UML: A Matlab toolbox
Updated Maximum-likelihood Procedure for the Estimation of the Psychometric functions
The estimation of the psychometric function is fundamental to psychophysics. The updated maximum-likelihood (UML) procedure enables efficient data collection for the estimation of the psychometric function by the use of an optimized strategy for stimulus sampling. This UML procedure is is an extension of the traditional maximum-likelihood-based adaptive procedures (Green, 1990) in that multiple parameters of the psychometric functions are estimated simultaneously (Shen and Richards, 2012). This Matlab toolbox enables rapid implementations of the UML procedure. Object-oriented programming in Matlab was used in constructing the tool box, allowing an intuitive organization of the relevant variables and operations
This toolbox includes the following features:
- Easy to use in designing new experiments
- Allows Logistic or Weibull formulations of the psychometric function
- Intuitive organizations of the data
- Flexible parameter-space configurations
- Straight forward implementations of simulations
- Extensions to procedures with interleaved tracks
Download UML
Click here to download the latest version of UML toolbox.
References
- Green, D. M. (1990). “Stimulus selection in adaptive psychophysical procedures,” J. Acoust. Soc. Am. 87, 2662-2674.

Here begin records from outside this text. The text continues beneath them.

PR #306, opened 2022-09-17
fixes typo and adjusts link to tech radar

sebsprenger:
as the old link was pointing to the current volume and not the one that featured mob


hollesse:
Hi @sebsprenger thank you for this PR

Issue #296, opened 2022-07-07
Scripts getting long


gregorriegler:
We're close to 2000 lines in mob.go and its getting a little painful to work with it.
I can't find what I'm searching for by scrolling. I use find, and I'm always a little lost.
And it's the same with mob_test.go.
I think it would be a good idea to start and extract cohesive functionality to their own files.
I'm thinking about things like:

- configuration (loading it from cli, files and the struct)
- branch
- timer
- and potentially others too

Would love to hear your opinions on this.

simonharrer:
At the moment, everything is highly coupled. That's why having it in one file is better than having it in more files but still being highly coupled (at least from my point of view). The current "architecture" already contains circular dependencies, which is really bad... I documented the current architecture in the docs folder as a plantuml file. Here's the current rendering:

http://www.plantuml.com/plantuml/png/SoWkIImgAStDuIf8JCvEJ4zLo4tCp8DpqZBpKkBpKYjAu2B9-Ocb9HdvHSLmaUB2qiJYZFZop08kBf1c1LrTEuH6Y92DRavgMWbG7AuT9cw7hDyXDIy5w1O0

The code is growing with more features, so we need to do something at some point. We need to decouple when we want to have multiple files. For that, we need clear interfaces between the parts, and they should not have circular dependencies. This will be costly, and there might never be a return of investment. Nevertheless, we can try to go forward.

The key question for me is, how we can achieve a better structure without circular dependencies and is still easy to understand and maintain. And this boils down to the interfaces between the parts, and what parts we need.

We would need some kind of logging/console-output package, a git-cli package, etc.

gregorriegler:
We can focus on one leaf at a time, and try to extract that.
While doing that we will notice whether there are any cyclic dependencies. And if there are any, we would address that. If we can't right now, we focus on another leaf. And then we can try and minimize the interface of the newly extracted module.

I would start with a simple thing.

gregorriegler:
The PR shows how we could extract leaves without introducing cyclic dependencies.

Now we would have 
```
mob --------------------------⬎
    ⤷configuration ------> say
```

simonharrer:
I experimentally refactored a little bit this evening as well.

There are three things that almost every function uses: git, configuration, and say. We can sometimes mitigate git or configuration by passing in the necessary infos instead of getting them within a package, but probably not always does this lead to better code. I am still not sure which direction to take here ... or if this is currently the way to go.

[...]

PR #312, opened 2022-09-20
Refactor: Extract say to its own file

gregorriegler:
A first step tackling #296

### DIFF
--- a/coauthors.go
+++ b/coauthors.go
@@ -3,6 +3,7 @@ package main
 import (
 	"bufio"
 	"fmt"
+	"github.com/remotemobprogramming/mob/v3/say"
 	"os"
 	"path"
 	"regexp"
@@ -24,20 +25,20 @@ func collectCoauthorsFromWipCommits(file *os.File) []Author {
 	// For details and background, see https://github.com/remotemobprogramming/mob/issues/81
 
 	coauthors := parseCoauthors(file)
-	debugInfo("Parsed coauthors")
-	debugInfo(strings.Join(coauthors, ","))
+	say.Debug("Parsed coauthors")
+	say.Debug(strings.Join(coauthors, ","))
 
 	coauthors = removeElementsContaining(coauthors, gitUserEmail())
-	debugInfo("Parsed coauthors without committer")
-	debugInfo(strings.Join(coauthors, ","))
+	say.Debug("Parsed coauthors without committer")
+	say.Debug(strings.Join(coauthors, ","))
 
 	coauthors = removeDuplicateValues(coauthors)
-	debugInfo("Unique coauthors without committer")
-	debugInfo(strings.Join(coauthors, ","))
+	say.Debug("Unique coauthors without committer")
+	say.Debug(strings.Join(coauthors, ","))
 
 	sortByLength(coauthors)
-	debugInfo("Sorted unique coauthors without committer")
-	debugInfo(strings.Join(coauthors, ","))
+	say.Debug("Sorted unique coauthors without committer")
+	say.Debug(strings.Join(coauthors, ","))
 
 	return coauthors
 }
@@ -94,11 +95,11 @@ func removeDuplicateValues(slice []string) []string {
 
 func appendCoauthorsToSquashMsg(gitDir string) error {
 	squashMsgPath := path.Join(gitDir, "SQUASH_MSG")
-	debugInfo("opening " + squashMsgPath)
+	say.Debug("opening " + squashMsgPath)
 	file, err := os.OpenFile(squashMsgPath, os.O_APPEND|os.O_RDWR, 0644)
 	if err != nil {
 		if os.IsNotExist(err) {
-			debugInfo(squashMsgPath + " does not exist")
+			say.Debug(squashMsgPath + " does not exist")
 			// No wip commits, nothing to squash, this isn't really an error
 			return nil
 		}
--- a/mob.go
+++ b/mob.go
@@ -8,6 +8,7 @@ import (
 	"encoding/json"
 	"errors"
 	"fmt"
+	"github.com/remotemobprogramming/mob/v3/say"
 	"io/ioutil"
 	"net/http"
 	"net/url"
@@ -27,7 +28,6 @@ const (
 
 var (
 	workingDir                 = ""
-	Debug                      = false // override with --debug parameter
 	GitPassthroughStderrStdout = false // hack to get git hooks to print to stdout/stderr
 )
 
@@ -129,8 +129,8 @@ func (branch Branch) remote(configuration Configuration) Branch {
 func (branch Branch) hasRemoteBranch(configuration Configuration) bool {
 	remoteBranches := gitRemoteBranches()
 	remoteBranch := branch.remote(configuration).Name
-	debugInfo("Remote Branches: " + strings.Join(remoteBranches, "\n"))
-	debugInfo("Remote Branch: " + remoteBranch)
+	say.Debug("Remote Branches: " + strings.Join(remoteBranches, "\n"))
+	say.Debug("Remote Branch: " + remoteBranch)
 
 	for i := 0; i < len(remoteBranches); i++ {
 		if remoteBranches[i] == remoteBranch {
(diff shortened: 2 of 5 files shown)


hollesse:
I really like the idea, but I would have expected it to be its own package and export just few functions and not all. What do you think about this?

say.go
```diff
@@ -0,0 +1,80 @@
...
+}
+
+func sayFix(instruction string, command string) {
+	sayWithPrefix(instruction, "👉 ")
+	sayEmptyLine()
+	sayIndented(command)
+	sayEmptyLine()
+}
+
+func sayNext(instruction string, command string) {
```
hollesse, line 47: then this should be public

say.go
```diff
@@ -0,0 +1,80 @@
...
+	sayWithPrefix(instruction, "👉 ")
+	sayEmptyLine()
+	sayIndented(command)
+	sayEmptyLine()
+}
+
+func sayWithPrefix(s string, prefix string) {
```
hollesse, line 54: here I am not sure if this should be public or private

say.go
```diff
@@ -0,0 +1,80 @@
...
+}
+
+func say(s string) {
+	if len(s) == 0 {
+		return
+	}
+	printToConsole(strings.TrimRight(s, " \r\n\t\v\f") + "\n")
+}
+
+func debugInfo(text string) {
```
hollesse, line 72: then this should be public

say.go
```diff
@@ -0,0 +1,80 @@
...
+	if Debug {
+		sayWithPrefix(text, "DEBUG ")
+	}
+}
+
+var printToConsole = func(message string) {
```
hollesse, line 78: why is this an anonymous function?

hollesse (changes requested):
I think we should use a different package and have some functions private

gregorriegler:
You're just teaching me some go, and I love it!

say.go
gregorriegler: tried making it a func. found out that its overridden in mob_test so leaving it for now.

gregorriegler:
I'm stuck. The tests finish with an exit code and I don't know why.

gregorriegler:
Ok, I understand now. Trying to find a solution

gregorriegler:
solved

coauthors.go
```diff
@@ -3,6 +3,7 @@ package main
 import (
 	"bufio"
 	"fmt"
+	"github.com/remotemobprogramming/mob/v3/say"
```
hollesse, line 6: I'am not sure if this is the way to go. But disclaimer I also didn't knew that before I just looked up if there is something like private. For me this looks a bit strange but maybe I do not know how it correctly works.

say/say.go
```diff
@@ -0,0 +1,84 @@
...
+}
+
+func WithPrefix(s string, prefix string) {
+	lines := strings.Split(strings.TrimSpace(s), "\n")
+	for i := 0; i < len(lines); i++ {
+		PrintToConsole(prefix + strings.TrimSpace(lines[i]) + "\n")
+	}
+}
+
+func EmptyLine() {
```
hollesse, line 65: I think this could be private, so it should be `func emptyLine() {`

say/say.go
```diff
@@ -0,0 +1,84 @@
...
+	PrintToConsole("\n")
+}
+
+func Say(s string) {
```
hollesse, line 69: I saw this is used, but should we really use it outside of this package? I am not sure...

say/say_test.go
```diff
@@ -0,0 +1 @@
+package say
```
hollesse, line 1: Do we need that file if we do not have tests for that?

squash_wip.go
```diff
@@ -69,7 +70,7 @@ func getEnvGitEditor() (gitEditor string, gitSequenceEditor string) {
 func mobExecutable() string {
 	if isTestEnvironment() {
 		wd, _ := os.Getwd()
-		return "go run $(ls -1 " + wd + "/*.go | grep -v _test.go)"
+		return "cd " + wd + " && go run ."
```
hollesse, line 73: wow i did not expect that :D

say/say.go
gregorriegler: Its used a lot it seems. could rename it, but I think we need it.

say/say_test.go
gregorriegler: at first it asked me for it. but i will try and delete it again

coauthors.go
hollesse: I just read a bit about packages. This should be fine :)

say/say.go
hollesse: The name is fine but I was just thinking if this is something more general which should not be used. But for now it's fine to just leave it as it is.

say/say_test.go
hollesse: If we need to keep it we could also just write some tests ;)

gregorriegler:
ok, we got this.

mob.go
```diff
@@ -664,55 +654,55 @@ func printDeprecatedDoneSquashMessage(value string) {
 
 	if unquotedValue == "true" || unquotedValue == "false" {
 		newValue := doneSquash(unquotedValue)
-		say("MOB_DONE_SQUASH is set to the deprecated value " + value + ". Use the value " + newValue + " instead.")
+		say.Say("MOB_DONE_SQUASH is set to the deprecated value " + value + ". Use the value " + newValue + " instead.")
```
hollesse, line 657: Shouldn't this be a Warning?

mob.go
```diff
@@ -664,55 +654,55 @@ func printDeprecatedDoneSquashMessage(value string) {
...
 	}
 }
 
 func removed(key string, message string) {
 	if _, set := os.LookupEnv(key); set {
-		say("Configuration option '" + key + "' is no longer used.")
-		say(message)
+		say.Say("Configuration option '" + key + "' is no longer used.")
```
hollesse, line 663: This can also be a Warning

mob.go
```diff
@@ -664,55 +654,55 @@ func printDeprecatedDoneSquashMessage(value string) {
...
+		say.Say(message)
 	}
 }
 
 func deprecated(key string, message string) {
 	if _, set := os.LookupEnv(key); set {
-		say("Configuration option '" + key + "' is deprecated.")
-		say(message)
+		say.Say("Configuration option '" + key + "' is deprecated.")
+		say.Say(message)
```
hollesse, line 671: same here

mob.go
```diff
@@ -664,55 +654,55 @@ func printDeprecatedDoneSquashMessage(value string) {
...
 	}
 }
 
 func experimental(key string) {
 	if _, set := os.LookupEnv(key); set {
-		say("Configuration option '" + key + "' is experimental. Be prepared that this option will be removed!")
+		say.Say("Configuration option '" + key + "' is experimental. Be prepared that this option will be removed!")
```
hollesse, line 677: same here

mob.go
```diff
@@ -877,10 +867,10 @@ func (branch Branch) isOrphanWipBranch(configuration Configuration) bool {
 }
 
 func branch(configuration Configuration) {
-	say(silentgit("branch", "--list", "--remote", newBranch("*").addWipPrefix(configuration).remote(configuration).Name))
+	say.Say(silentgit("branch", "--list", "--remote", newBranch("*").addWipPrefix(configuration).remote(configuration).Name))
```
hollesse, line 870: does that make sense? why don't we use `git` instead of `say.Say(silentgit(...))`

mob.go
```diff
@@ -877,10 +867,10 @@ func (branch Branch) isOrphanWipBranch(configuration Configuration) bool {
...
 
 	// DEPRECATED
-	say(silentgit("branch", "--list", "--remote", newBranch("mob-session").remote(configuration).Name))
+	say.Say(silentgit("branch", "--list", "--remote", newBranch("mob-session").remote(configuration).Name))
```
hollesse, line 873: same here

hollesse (approved):

gregorriegler:
I agree with all the points you made, however it is not a part of the change I'm trying to make in this pr. I just want to move say to its own package. We should improve how say is used, but that's another step. Let's make small steps and integrate often.

hollesse:
I agree. That's why I approved the PR but leaved the comments.

gregorriegler:
Ah, I didn't get that. So I'll merge it then.

PR #313, opened 2022-09-22
added tests and bump module version

hollesse:


mob_test.go
```diff
@@ -643,6 +643,37 @@ func TestResetDeleteRemoteWipBranchCommit(t *testing.T) {
...
+	reset(configuration)
+
+	assertOutputContains(t, output, "mob reset --delete-remote-wip-branch")
+	assertMobSessionBranches(t, configuration, "mob/master-green")
+}
+
+func TestResetDeleteRemoteWipBranchCommitBranch(t *testing.T) {
+	_, configuration := setup(t)
+	configuration.WipBranchQualifier = "green"
+	configuration.ResetDeleteRemoteWipBranch = true
```
gregorriegler, line 664: We could move this down, to the 'act' part, like we did in the other tests.
But I'm fine with this, too.

mob_test.go
```diff
@@ -643,6 +643,37 @@ func TestResetDeleteRemoteWipBranchCommit(t *testing.T) {
 	assertNoMobSessionBranches(t, configuration, "mob-session")
 }
 
+func TestResetCommitBranch(t *testing.T) {
+	output, configuration := setup(t)
+	configuration.WipBranchQualifier = "green"
+
```
gregorriegler, line 649: I would delete that empty line, but its not a big deal

mob_test.go
```diff
@@ -643,6 +643,37 @@ func TestResetDeleteRemoteWipBranchCommit(t *testing.T) {
...
+	assertOutputContains(t, output, "mob reset --delete-remote-wip-branch")
+	assertMobSessionBranches(t, configuration, "mob/master-green")
+}
+
+func TestResetDeleteRemoteWipBranchCommitBranch(t *testing.T) {
+	_, configuration := setup(t)
+	configuration.WipBranchQualifier = "green"
+	configuration.ResetDeleteRemoteWipBranch = true
+
```
gregorriegler, line 665: I would delete that empty line, but its not a big deal

gregorriegler (approved):

mob_test.go
hollesse: That doesn't work here, as we need this configuration before we do mob start. I can duplicate it to have if in the act part to if you like.

PR #218, opened 2017-01-19
Directly explain why article is obsolete (via link)

filiph:
This is just a proposal.


kwalrath:
I like the direct link, but I think we also need to link to the Sound Dart doc prominently, since that's what they should be reading instead.

kwalrath:
I'm going to close this and create a new PR.

kwalrath:
See #221.

PR #220, opened 2017-01-23
Add rule about returning void in a setter

### LINKED ISSUE #131: Please add to "Effective Dart" a recommendation to omit "void" in setters
bad:

``` dart
void set foo(Foo value) {...}
```

good:

``` dart
set foo(Foo value) {...}
```

The `void` is pointless noise.  Please formalize this in [Effective Dart](https://www.dartlang.org/guides/language/effective-dart) so that we have something official to point to in code review.  I got a soft promise from rnystrom@google.com that he would do this sometime in 10/2016.

kwalrath:
Fixes #131

### DIFF
--- a/src/_guides/language/effective-dart/design.md
+++ b/src/_guides/language/effective-dart/design.md
@@ -744,9 +744,9 @@ Future<bool> install(PackageId id, String destination) {
 With types, all of this is clarified.
 
 
-### DON'T specify that a setter returns `void`.
+### DON'T specify a return type for a setter.
 
-Although the `void` type is technically correct, it's pointless noise.
+The type system infers `void` for all setters automatically.
 
 <div class="bad">
 {% prettify dart %}
--- a/src/_guides/language/effective-dart/design.md
+++ b/src/_guides/language/effective-dart/design.md
@@ -743,6 +743,24 @@ Future<bool> install(PackageId id, String destination) {
 
 With types, all of this is clarified.
 
+
+### DON'T specify that a setter returns `void`.
+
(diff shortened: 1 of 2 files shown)


kwalrath:
Oops, I also need to update /guides/language/effective-dart to link to the new rule.

kwalrath:
OK, I've updated the TOC. Ready for review.

src/_guides/language/effective-dart/design.md
```diff
@@ -743,6 +743,24 @@ Future<bool> install(PackageId id, String destination) {
 
 With types, all of this is clarified.
 
+
+### DON'T specify that a setter returns `void`.
```
munificent: This reads to me like it might be discouraging settings *in general*. How about:

```markdown
### DON'T specify a return type for a setter.
```

src/_guides/language/effective-dart/design.md
```diff
@@ -743,6 +743,24 @@ Future<bool> install(PackageId id, String destination) {
...
+
+Although the `void` type is technically correct, it's pointless noise.
```
munificent: Saying it's "technically correct" might lead readers to believe it adds some information, but it really doesn't. The language infers `void` for setters anyway, so it adds nothing. Maybe just say:

> The type system infers `void` for all setters automatically.

kwalrath:
Review comments incorporated. Thanks, @munificent!

kwalrath:
Published:

https://www.dartlang.org/guides/language/effective-dart/design#dont-specify-a-return-type-for-a-setter

PR #221, opened 2017-01-24
revise "obsolete" wording

kwalrath:
* Added “(Obsolete)” to the description to make it show up in the
article index and summary text.
* We could use “**This page is obsolete** because” in all obsolete
pages.

Should we also mark [Optional Types in Dart](https://www.dartlang.org/articles/language/optional-types) as obsolete?

Staged:
https://kw-www-dartlang-1.firebaseapp.com/articles/design-decisions/why-dart-types
https://kw-www-dartlang-1.firebaseapp.com/articles/design-decisions
https://kw-www-dartlang-1.firebaseapp.com/articles#design-decisions

### DIFF
--- a/src/_articles/design-decisions/why-dart-types.md
+++ b/src/_articles/design-decisions/why-dart-types.md
@@ -1,7 +1,7 @@
 ---
 layout: article
 title: "Why Dart Types Are Optional and Unsound"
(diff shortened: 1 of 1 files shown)


kwalrath:
I'm going to merge this, but we can (of course) iterate.

PR #233, opened 2017-02-03
Fix the good example of default optional parameters

stefanchrobot:
- Removed the "new" since that this was not valid Dart code and I assume the examples were supposed to illustrate declarations, not calls.
- Updated the functions to be aligned with the current API.
- Removed the Duration example, since:
  - it does not add much extra value,
  - it's confusing regarding the syntax (the suggested syntax is "=", not ":"),
  - there's already a lot of code since the DateTime went multiline.

### DIFF
--- a/src/_guides/language/effective-dart/design.md
+++ b/src/_guides/language/effective-dart/design.md
@@ -939,9 +939,15 @@ pass later one. You're better off using named arguments for that.
 
 <div class="good">
 {% prettify dart %}
-new String.fromCharCodes(Iterable source, [int start = 0, int end])
-new DateTime(year, month, day, [hours, minutes, seconds, milliseconds])
-new Duration({days: 0, hours: 0, minutes: 0, seconds: 0, milliseconds: 0})
+String.fromCharCodes(Iterable<int> charCodes, [int start = 0, int end])
+DateTime(int year,
+         [int month = 1,
+          int day = 1,
+          int hour = 0,
+          int minute = 0,
+          int second = 0,
+          int millisecond = 0,
+          int microsecond = 0])
 {% endprettify %}
 </div>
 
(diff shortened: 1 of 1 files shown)


src/_guides/language/effective-dart/design.md
```diff
@@ -939,9 +939,15 @@ pass later one. You're better off using named arguments for that.
...
-new Duration({days: 0, hours: 0, minutes: 0, seconds: 0, milliseconds: 0})
+String.fromCharCodes(Iterable<int> charCodes, [int start = 0, int end])
+DateTime(int year,
+         [int month = 1,
+          int day = 1,
+          int hour = 0,
+          int minute = 0,
+          int second = 0,
+          int millisecond = 0,
+          int microsecond = 0])
```
munificent: Can you format this using dartfmt? Consistency is good. :)

src/_guides/language/effective-dart/design.md
```diff
@@ -939,9 +939,15 @@ pass later one. You're better off using named arguments for that.
 
 <div class="good">
 {% prettify dart %}
-new String.fromCharCodes(Iterable source, [int start = 0, int end])
-new DateTime(year, month, day, [hours, minutes, seconds, milliseconds])
-new Duration({days: 0, hours: 0, minutes: 0, seconds: 0, milliseconds: 0})
```
munificent: I think the Duration example is useful, though switching to use `=` would be good.

It shows an alternative API where it makes more sense to use named parameters. The idea is that DateTime should be positional because it's not meaningful to have a DateTime that specifies, say, an hour without specifying the day and month too. For Duration, though, it is reasonable to omit any of the parameters, which is why they are named.

src/_guides/language/effective-dart/design.md
stefanchrobot: Sure! I just copy-pasted it from here ;-)
https://api.dartlang.org/stable/1.21.1/dart-core/DateTime/DateTime.html

src/_guides/language/effective-dart/design.md
stefanchrobot: Ack. I shall submit the changes later this day.
I'll try to look for some other places in dart:core that would show the same ideas but are shorter.

PR #234, opened 2017-02-03
Changes for 1.22

kwalrath:
Add covariant & assert-with-message to the language tour.

### DIFF
--- a/src/_guides/language/language-tour.md
+++ b/src/_guides/language/language-tour.md
@@ -86,7 +86,7 @@ apps:
 <div class="alert alert-info" markdown="1">
 **Note:**
 Our code follows the conventions in the
-[Dart Style Guide.](/guides/language/effective-dart/style).
+[Dart style guide](/guides/language/effective-dart/style).
 For example, we use two-space indentation.
 </div>
 
@@ -105,6 +105,10 @@ mind:
     clarifies your intent and enables static checking by tools, but it’s
     optional. (You might notice when you’re debugging your code that
     variables with no specified type get a special type: `dynamic`.)
+    Recent changes to the Dart language and tools
+    make writing type safe code possible,
+    with many expected benefits;
+    see [Sound Dart](/guides/language/sound-dart) for details.
 
 -   Dart parses all your code before running it. You can provide tips to
     Dart—for example, by using types or compile-time constants—to catch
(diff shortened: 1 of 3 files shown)


src/_guides/language/language-tour.md
```diff
@@ -158,38 +162,48 @@ mind:
...
 {:.table .table-striped .nowrap}
 
 <sup>1</sup> Words with the superscript **1**
-are *built-in identifiers*. Avoid using
+are **built-in identifiers**. Avoid using
 built-in identifiers as identifiers, and never use
 them for class or type names. Built-in identifiers exist to ease
 porting from JavaScript to Dart. For example,
 if some JavaScript code has a variable named `factory`, you don't have
 to rename it when you port the code to Dart.
```
eernstg: We could make an adjustment here: 'Avoid using built-in identifiers as identifiers. It is a compile-time error to use them for class or type names, and it is a source of confusion if they are used as names of variables or functions.'

The point is that the hard fact is stated as such, and the broader style rule about not using these names to declare other things is motivated. This will match the actual experience of developers who do it anyway.

src/_guides/language/language-tour.md
```diff
@@ -158,38 +162,48 @@ mind:
...
+added after Dart's 1.0 release.
 You can't use `async`, `await`, or `yield` as
 an identifier in any function body marked with `async`, `async*`, or `sync*`.
 For more information, see
 [Asynchrony support](#asynchrony-support).
 
-All other words in the keyword table are <em>reserved words</em>.
+<sup>3</sup> Words with the superscript **3**
+are newer, limited reserved words related to **type safety**
+added in 1.22 or later releases.
```
eernstg: `covariant` would simply be marked as a built-in identifier, so there should not be a need to introduce a new category of identifiers here, just use `{bii}` on covariant in the table.

src/_guides/language/language-tour.md
```diff
@@ -158,38 +162,48 @@ mind:
...
+Use `covariant` to modify method or field types, as described in
+[Overriding members](#overriding-members).
```
eernstg: I guess this reference to #overriding-members would not be needed: None of the other "more-or-less-reserved" words don't have their own links. The description in 'Overriding members' would still be there, of course, and the reader would presumably just search for 'covariant' and find it like that.

src/_guides/language/language-tour.md
```diff
@@ -2891,32 +2921,89 @@ class SmartTelevision extends Television {
...
+    // ...
   }
+  // ...
 }
 {% endprettify %}
 
-You can use the `@override` annotation to indicate that you are
-intentionally overriding a member:
+To narrow the type of a method parameter while maintaining type safety,
+use the `covariant` keyword.
```
eernstg: As I mentioned in the email message, `covariant` is useless in Dart 1. This document never says 'strong mode' anywhere, so maybe we shouldn't mention `covariant` here at all?

Otherwise, it should be described in a separate section about strong mode, and the only reference to `covariant` in the Dart 1 part should be `You can add the modifier `covariant` to parameter declarations in instance methods (including setters and operators); it has no effect. It is only allowed because it can make the same code usable in Dart 1 as well as in strong mode.'.

eernstg: Ah, of course we have to mention `covariant` in this document, because it is indeed a built-in identifier&mdash;so developers _will_ see an error if they try to define a typedef or a class with that name, so they do need to know about it.

But we only need to say that it has no effect, and that it only exists due to compatibility with strong mode.

src/_guides/language/language-tour.md
kwalrath: Done.

src/_guides/language/language-tour.md
kwalrath: I've drastically reduced the coverage of covariant. Now we just point to the Sound Dart docs.

I've removed the examples, so I'll close the PR that added them.

src/_guides/language/language-tour.md
kwalrath: Done.

src/_guides/language/language-tour.md
kwalrath: I've simplified the description.

kwalrath:
Thanks for the review! I've drastically reduced the coverage of `covariant` in the language tour as a result.

We might want to wait on committing these changes until 1.22 is released.

PR #236, opened 2017-02-05
Improve the function call example in Sample Code

stefanchrobot:
Cookies are delicious delicacies, but this went too far.


kwalrath:
@filiph maybe it's time for us to grow up?

kwalrath:
Thanks very much for the PR, @stefanchrobot!

PR #237, opened 2017-02-08
Add "brew cleanup dart" to Mac upgrade commands

alanhzhao:
Mac Spotlight will continue to see old versions of Dartium, so brew cleanup is useful to remove these


kwalrath:
Thanks!

PR #239, opened 2017-02-15
Update jetbrains-plugin.md

devoncarew:
- replace two links that had specific (outdated) IntelliJ versions with generic, forwarding links
- updated a link that had 404'd

A general question - do we have a link checker for this site?


kwalrath:
Thanks for the PR. We actually do have a link checker (e.g. see https://api.travis-ci.org/jobs/201604088/log.txt?deansi=true, which shows a single 404: www.jetbrains.com/idea/documentation/migration_faq.html), but a link failure doesn't break the build or trigger a nastygram. I'm not sure why not. I'll file a bug to look into this.

Issue #238, opened 2017-02-14
rename the .analysis_options files to analysis_options.yaml


kwalrath:
See https://github.com/dart-lang/sdk/issues/28385, https://github.com/google/stagehand/pull/362.

PR #241, opened 2017-02-15
Renaming .analysis_options to analysis_options.yaml

Sfshaza:
Fixes https://github.com/dart-lang/site-www/issues/238

@kwalrath 

I will take care of the code repos next.


src/_guides/language/analysis-options.md
```diff
@@ -47,10 +47,8 @@ add static analysis to your tool, see the
 
 ## The analysis options file
 
-Place the analysis options file at the root of the package,
-in the same directory as the pubspec file.
-By convention, the file is called `.analysis_options`, but it
-can also be named `analysis_options.yaml` (without the leading dot).
+Place the analysis options file, `analysis_options.yaml`,
```
kwalrath: We should have a note about this change, especially since `.analysis_options` files might be around for a while.

Basically help them understand (1) that they might see the . name and (2) that they should change the name if they do see it, since we expect support for it to go away.

Sfshaza:
I asked Dan R and he's not sure exactly when support goes away, so I didn't mention a release number.  Please review, @kwalrath.

src/_guides/language/analysis-options.md
```diff
@@ -47,10 +47,14 @@ add static analysis to your tool, see the
...
+at the root of the package, in the same directory as the pubspec file.
+
+<aside class="alert alert-info" markdown="1">
+**Note:** The `.analysis_options` file (note the leading dot) is no longer
+preferred and, at some point, will not be supported. Please change
+the file name to avoid problems in the future.
```
kwalrath: file name -> filename (could do this after committing)
but actually... we shouldn't assume they have files named .analysis_options. Maybe:

`<aside class="alert alert-warning" markdown="1">`
**Breaking change:** The conventional name for the analysis options file used to be `.analysis_options`
(note the leading dot and missing `.yaml` suffix). We expect support for the `.analysis_options` name to go away in a future release, so we recommend that you **change your `.analysis_options` files to `analysis_options.yaml`.**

- Shen, Y. and Richards, V. M. (2012). “A maximum-likelihood procedure for estimating psychometric functions: Thresholds, slopes, and lapses of attention,” J. Acoust. Soc. Am. 132, 957-967.
- Shen, Y., Dai, W., and Richards, V.M.(2014). “A MATLAB toolbox for the efficient estimation of the psychometric function using the updated maximum-likelihood adaptive procedure,” Behav. Res. Methods., 1-14.